§ About this exercise:
Counting only lines below that contain the string "case", give the total as a single number.

+++ Data records

PR #888, opened 2016-07-30
Align deployment rollback link right

philipnrmn:
Before:

After:

### DIFF
--- a/src/js/pages/services/DeploymentsTab.js
+++ b/src/js/pages/services/DeploymentsTab.js
@@ -228,7 +228,7 @@ class DeploymentsTab extends mixin(StoreMixin) {
         linkText = linkText + ' & Remove';
       }
       return (
-        <a className="deployment-rollback button button-link button-danger table-display-on-row-hover"
+        <a className="deployment-rollback button button-link button-danger table-display-on-row-hover pull-right"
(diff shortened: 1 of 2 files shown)


mesosphere-web:
Reviewer: @orlandohohmeier

src/js/pages/services/DeploymentsTab.js
```diff
@@ -228,7 +228,7 @@ class DeploymentsTab extends mixin(StoreMixin) {
         linkText = linkText + ' & Remove';
       }
       return (
-        <a className="deployment-rollback button button-link button-danger table-display-on-row-hover"
+        <a className="deployment-rollback button button-link button-danger table-display-on-row-hover pull-right"
```
mlunoe: I wasn't aware of this class, but I believe it is legacy. I think we should stay consistent with what we do other tables and use `text-aling-right` on the `td`, like here: https://github.com/dcos/dcos-ui/blob/master/src/js/components/PackagesTable.js#L51

jfurrow: Agreed, `pull-right` does exist in Canvas, but it makes use of `float: right;` which I am not a fan of. Though you could argue this is personal preference...

orlandohohmeier:
LGTM 💯 ✨

PR #891, opened 2016-08-01
Fix wide dropdown width

jfurrow:
This is an intermediary fix for the "wide dropdown" so that it doesn't render off the viewport. A real fix needs to be introduced in `reactjs-components`, which I have documented here: https://mesosphere.atlassian.net/browse/DCOS-8991

Before:

After:

### DIFF
--- a/src/styles/components/dropdown-menus.less
+++ b/src/styles/components/dropdown-menus.less
@@ -40,12 +40,6 @@ components/dropdown-menus.less
       display: block;
       width: 100%;
 
-      .dropdown-menu {
-
-        width: 100%;
-
-      }
-
     }
 
   }


mesosphere-web:
Reviewer: @mlunoe

philipnrmn:
Had an opportunity to review this whilst looking at separate functionality, LGTM.

mlunoe:
Shouldn't this dropdown be right aligned to match the arrow position?

jfurrow:
@mlunoe That would be weird, IMO.

mlunoe:
Ok, couldn't remember how we had the rest of the dropdowns

jfurrow:
The dropdown menu is meant to be as wide as the button, but that's the fix that needs to be made in reactjs-components.

mlunoe:
Arh, makes more sense now

PR #899, opened 2016-08-02
DCOS-8982: Showing verbose errors as they arrive from /package/install

wavesoft:
Changing `CosmosErrorMessage` to show all the errors received from the /package/install response. In addition, exploiting this opportunity I separated some common error paths from `ServiceFormModal` to a separate `ErrorPaths` file.

image


mesosphere-web:
Reviewer: @pierlo-upitup

pierlo-upitup:
**mesosphere_ci** retest this please

src/js/components/CosmosErrorMessage.js
```diff
@@ -71,7 +113,10 @@ CosmosErrorMessage.propTypes = {
   className: React.PropTypes.string,
   error: React.PropTypes.shape({
     message: React.PropTypes.string,
-    type: React.PropTypes.string
+    type: React.PropTypes.string,
+    data: React.PropTypes.shape({
+      errors: React.PropTypes.array
```
cruhland: @wavesoft note that the contents of the `data` field are dependent on the value of the `type` field in the error response. For `MarathonBadResponse`, this is [correct](https://github.com/dcos/cosmos/blob/525c58c94e3f5f61240418a104cdbb8f0a1d96c4/cosmos-server/src/main/scala/com/mesosphere/cosmos/CosmosError.scala#L65), but other error types have different fields. For example, `UnsupportedContentType` will have [`supported` and `actual` fields](https://github.com/dcos/cosmos/blob/525c58c94e3f5f61240418a104cdbb8f0a1d96c4/cosmos-server/src/main/scala/com/mesosphere/cosmos/CosmosError.scala#L83-L86) in its `data` object.

wavesoft: You are right! Changing `data` from `shape` to `object` in order to be more generic.

orlandohohmeier:
@leemunroe  @wavesoft I wonder if we should use the `CollapsibleErrorMessage` (https://github.com/dcos/dcos-ui/pull/911) component for these errors as well...

wavesoft:
Ah, that would be a nice idea. Let me try and I send you a screenshot.

wavesoft:
Nope, I stand corrected. I forgot that we have a floating part that will not play well in this particular case:

image

image

However I could make it a bit more configurable. I think by adding a `className` property to the `CollapsibleErrorMessage` component we could change it's look and feel solely through CSS classes. Shall I?

wavesoft:
Just for the record, I also tried the more generic collapsible error, that does not float the message on top, but then the modal does not resize when the message is expanded.

orlandohohmeier:
@daiyiwhale can you help with the modal resizing?

wavesoft:
@orlandohohmeier found it! Since I was using local state management on the `CollapsibleErrorMessage`, the state updates were not propagating all the way to the modal in order to re-draw. 

I solved it by forwarding the toggle event all the way up to the `InstallPackageModel` and then forcing an update to the model. 

However, in order for this to work we need #911 merged first!

toggler-works mov

wavesoft:
Everything should be addressed.

orlandohohmeier:
LGTM! 🚢

src/js/components/modals/InstallPackageModal.js
```diff
@@ -573,6 +581,7 @@ class InstallPackageModal extends mixin(InternalStorageMixin, TabsMixin, StoreMi
 
     return (
       <Modal
+        ref="modal"
```
daiyiwhale: Perhaps we should use callback refs instead, to avoid possible future tech debt? https://facebook.github.io/react/docs/more-about-refs.html#the-ref-string-attribute

src/js/components/CosmosErrorMessage.js
```diff
@@ -34,9 +36,38 @@ class CosmosErrorMessage extends React.Component {
...
+    if (data && data.errors) {
+
+      // Get an array of array of errors for every individual path
+      let errorsDetails = data.errors.map(function ({path, errors}) {
+        return errors.map(function (error) {
+          return (ErrorPaths[path] || path)+'.'+error;
+        });
+      });
+
+      // Flatten elemens array and return
```
daiyiwhale: I have fixed it for ya (:

daiyiwhale:
This is great! ✨

PR #889, opened 2016-08-01
DCOS-8978: Fixing bug that drops empty environment variables

wavesoft:
The `JSON.stringify` function is dropping keys with `undefined` values. This pull request makes sure that no environment variable value is in this state.

PR #903, opened 2016-08-03
DCOS-8808 & DCOS-8904: rethink the struct approach in the service form modal

Poltergeist:
This PR introduces a `getJSON` method to the Item struct which will return a JSON of the `_itemData` this enables us to

- Make unknown fields which have been added in JSON mode persistent after switching back to the form.
- Keep fields in edit mode which are not present in the form, for example `requirePorts`, `updateStrategy`, `residency` to name a few. Those are also exposed to the JSON mode. 
- Remove fields which have been set in an earlier version for example `user` right now it is only possible to rename the user but not to remove it from the form. because if the value is `null` the field was removed.

In general the JSON is now a lot more verbose but it is necessary.

image

image


mesosphere-web:
Reviewer: @mlunoe

src/js/constants/blacklistServiceConfig.js
```diff
@@ -0,0 +1,16 @@
+let BlackListServiceConfig = [
```
orlandohohmeier: Let's rename this file and provide the black list as a variable so that it is consistent with the other constant files.  How about `ServiceConfig.BLACK_LIST`?

src/js/structs/ServiceTree.js
```diff
@@ -48,6 +48,9 @@ module.exports = class ServiceTree extends Tree {
 
       // Check the DCOS_PACKAGE_FRAMEWORK_NAME label to determine if the item
       // should be converted to an Application or Framework instance.
+      if (item instanceof Framework || item instanceof Application) {
```
orlandohohmeier: Let's add this checks to the condition in line 37 https://github.com/dcos/dcos-ui/pull/903/files#diff-0eb72bc636980e431e5fe14b2a54616dR37

src/js/utils/ServiceUtil.js
```diff
@@ -2,6 +2,25 @@ import {Hooks} from 'PluginSDK';
 import Service from '../structs/Service';
 import VolumeConstants from '../constants/VolumeConstants';
 
+function isEmpty(data) {
```
orlandohohmeier: Can we move this to the validator util?

src/js/structs/Item.js
```diff
@@ -7,6 +7,9 @@ module.exports = class Item {
     this._itemData = item;
   }
 
+  toJSON() {
+    return JSON.stringify(this._itemData);
```
mlunoe: Let's do `this.get()` to not access the internal property directly and use the API in stead.

src/js/structs/ServiceTree.js
mlunoe: Let's check for `Service` here

src/js/utils/ServiceUtil.js
```diff
@@ -2,6 +2,25 @@ import {Hooks} from 'PluginSDK';
...
+  if (typeof(data) == 'number' || typeof(data) == 'boolean') {
```
mlunoe: We use `typeof data` elsewhere, let's stick to that, or change this everywhere

src/js/utils/ServiceUtil.js
```diff
@@ -2,6 +2,25 @@ import {Hooks} from 'PluginSDK';
...
+    return false;
+  }
+  if (typeof(data) == 'undefined' || data === null) {
+    return true;
+  }
+  if (typeof(data.length) != 'undefined') {
+    return data.length === 0;
+  }
+  var count = 0;
```
mlunoe: `let`

src/js/utils/ServiceUtil.js
```diff
@@ -2,6 +2,25 @@ import {Hooks} from 'PluginSDK';
...
+  for (var i in data) {
```
mlunoe: let's use a `reduce` for this

src/js/utils/ServiceUtil.js
mlunoe: Let's get some tests for this function

mlunoe: Also, we should add this to `Util`

mlunoe: Haha, just saw your note now @orlandohohmeier 😆

src/js/utils/ServiceUtil.js
```diff
@@ -174,7 +192,7 @@ const ServiceUtil = {
           if (externalVolumes.length > 0) {
             volumesList = volumesList.concat(externalVolumes);
           }
-          if (!isEdit) {
+          if (!isEdit && volumesList.length > 0) {
```
mlunoe: `&& volumesList.length` should be enough

src/js/constants/BlackListServiceConfig.js
```diff
@@ -0,0 +1,16 @@
+let BlackListServiceConfig = [
```
orlandohohmeier: Let's rename this file and provide the black list as a variable so that it is consistent with the other constant files. How about ServiceConfig.BLACK_LIST?

src/js/utils/ServiceUtil.js
```diff
@@ -364,6 +382,15 @@ const ServiceUtil = {
       }
     }
 
+    definition = Object.keys(definition).reduce(function (memo, key) {
+      if (!isEmpty(definition[key])) {
+        memo[key] = definition[key];
+      } else {
+        memo[key] = null;
+      }
+      return memo;
```
mlunoe: #nit newline before `return`

src/js/components/modals/ServiceFormModal.js
```diff
@@ -103,6 +104,15 @@ const responseAttributePathToFieldIdMap = {
   '/': 'general'
 };
 
+var cleanJSONdefinition = function (jsonDefinition) {
+  return Object.keys(jsonDefinition).filter(function (key) {
+    return !BlackListServiceConfig.includes(key);
+  }).reduce(function (memo, key) {
+    memo[key] = jsonDefinition[key];
+    return memo;
```
mlunoe: #nit newline before `return`

src/js/constants/BlackListServiceConfig.js
```diff
@@ -0,0 +1,16 @@
...
+  'version',
+  'versionInfo',
+  'deployments',
+  'tasks',
+  'taskStats',
+  'tasksHealthy',
+  'tasksRunning',
+  'tasksStaged',
+  'tasksUnhealthy',
+  '_itemData'
```
mlunoe: It this necessary? Isn't this an effect of the bug you discovered here: https://github.com/dcos/dcos-ui/pull/903/files#diff-0eb72bc636980e431e5fe14b2a54616dR51

src/js/structs/Item.js
Poltergeist: Do you mean `this.get('_itemData')` The whole point is to get the whole object which means also unknown values.

Poltergeist: Forget my comment, I just realized that `this.get()` will give you `_itemData`.

src/js/structs/ServiceTree.js
jfurrow: Done!

src/js/structs/Item.js
rcorral: A simple test would be great!

src/js/utils/ServiceUtil.js
jfurrow: Done!

src/js/utils/ServiceUtil.js
jfurrow: Done!

src/js/utils/ServiceUtil.js
jfurrow: Removed entirely! :)

src/js/utils/ServiceUtil.js
jfurrow: Done!

src/js/structs/Item.js
jfurrow: All of these are done :)

src/js/utils/ServiceUtil.js
jfurrow: Done!

src/js/constants/BlackListServiceConfig.js
jfurrow: Done!

src/js/utils/ServiceUtil.js
jfurrow: Done!

src/js/components/modals/ServiceFormModal.js
jfurrow: Done!

src/js/constants/blacklistServiceConfig.js
jfurrow: Done!

src/js/constants/BlackListServiceConfig.js
jfurrow: Yes, it's necessary. Without it we'll be passing the `_itemData` to the JSON editor:

jfurrow:
@Poltergeist @orlandohohmeier @mlunoe I believe I've addressed all of the comments, but let me know if I've missed anything.

src/js/structs/ServiceTree.js
```diff
@@ -34,7 +34,9 @@ module.exports = class ServiceTree extends Tree {
     // Converts items into instances of ServiceTree, Application or Framework
     // based on their properties.
     this.list = this.list.map((item) => {
-      if (item instanceof ServiceTree) {
+      if (item instanceof ServiceTree
+        || item instanceof Framework
```
mlunoe: Check for `Service`

src/js/components/modals/ServiceFormModal.js
```diff
@@ -103,6 +104,15 @@ const responseAttributePathToFieldIdMap = {
   '/': 'general'
 };
 
+var cleanJSONdefinition = function (jsonDefinition) {
+  return Object.keys(jsonDefinition).filter(function (key) {
+    return !ServiceConfig.BLACK_LIST.includes(key);
+  }).reduce(function (memo, key) {
+    memo[key] = jsonDefinition[key];
+    return memo;
```
mlunoe: Newline before `return`

src/js/constants/ServiceConfig.js
```diff
@@ -0,0 +1,18 @@
...
+    'version',
+    'versionInfo',
+    'deployments',
+    'tasks',
+    'taskStats',
+    'tasksHealthy',
+    'tasksRunning',
+    'tasksStaged',
+    'tasksUnhealthy',
+    '_itemData'
```
mlunoe: This should still not be the case. This means that we are instantiating a struct with struct data, and not raw data

src/js/utils/ServiceUtil.js
```diff
@@ -194,7 +195,7 @@ const ServiceUtil = {
 
           if (localVolumes.length > 0) {
             volumesList = volumesList.concat(localVolumes);
-            if (!isEdit) {
+            if (!isEdit && volumesList.length > 0) {
```
mlunoe: `&& volumesList.length` is enough here

mlunoe: Done

src/js/components/modals/ServiceFormModal.js
mlunoe: done

src/js/structs/ServiceTree.js
mlunoe: done

mlunoe:
I didn't get time to finish this up completely today. This: https://github.com/dcos/dcos-ui/pull/903#discussion_r73409725 is still a big issue, and should be fixed before this PR lands. This https://github.com/dcos/dcos-ui/pull/903/commits/1c092c18c3156cbe1412253be55213d77ab7f4a2 might have fixed it, but I did not verify. Cheers

Poltergeist:
Yeah Looks good can we merge this?

src/js/constants/ServiceConfig.js
```diff
@@ -0,0 +1,17 @@
+let ServiceConfig = {
+  BLACK_LIST: [
```
pierlo-upitup: Take it or leave it, but it's `blacklist` in one word ;)

pierlo-upitup:
When I create a new service, and switch to JSON immediately, I see 

image

src/js/stores/DCOSStore.js
```diff
@@ -350,6 +354,12 @@ class DCOSStore extends EventEmitter {
         options = Object.assign(options, frameworks[item.getName()]);
       }
 
+      if (item instanceof Item) {
+        return new item.constructor(
```
pierlo-upitup: Why isn't `new Item(...` enough here?

pierlo-upitup: oh I see.

Poltergeist:
This is a bug on master. @pierlo-upitup

Poltergeist:
The bug was possibly introduced with https://github.com/dcos/dcos-ui/pull/889 Maybe @wavesoft has a quick solution to this bug. I do not think that this should block the merge since it is already on master.

pierlo-upitup:
Adding `hold_merge` so @Poltergeist can push a quick fix for https://github.com/dcos/dcos-ui/pull/903#issuecomment-237580553

Besides that, LGTM

mlunoe:
I get this error, if I delete id:

Also this, if I try to switch back to the form:

mlunoe:
This bug persists:

src/js/components/modals/ServiceFormModal.js
```diff
@@ -258,13 +270,15 @@ class ServiceFormModal extends mixin(StoreMixin) {
     }
 
     if (this.state.jsonMode) {
-      let jsonDefinition = this.state.jsonDefinition;
-      marathonAction(JSON.parse(jsonDefinition), this.state.force);
+      let jsonDefinition = JSON.parse(this.state.jsonDefinition);
+      jsonDefinition = cleanJSONdefinition(jsonDefinition);
+      marathonAction(jsonDefinition, this.state.force);
+      jsonDefinition = JSON.stringify(jsonDefinition, null, 2);
```
pierlo-upitup: Isn't this a bit convoluted?
1) parse the json string
2) remove fields from it and convert to object
3) (call the action)
4) re-convert parsed json back to string
...

src/js/structs/Item.js
```diff
@@ -14,4 +14,8 @@ module.exports = class Item {
 
     return this._itemData[key];
   }
+
+  toJSON() {
```
orlandohohmeier: Let's move this to `Service`, as we're introducing it exclusively for the services.

pierlo-upitup: Won't this be helpful for Jobs too?

orlandohohmeier: Yeah, but I'd rather replicate it or introduce a new shared parent class than adding the method to all(!) of our struct.

src/js/components/modals/ServiceFormModal.js
orlandohohmeier: We're probably able to drastically simplify the whole `handleSubmit` process. I wonder if we should do this in a separate PR. I'd love if we could simplify it in the same way we've did it for the jobs (https://github.com/dcos/dcos-ui/blob/master/src/js/components/modals/JobFormModal.js#L157).

orlandohohmeier:
Let's merge this beast once the tests pass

++++++

§ Output:
2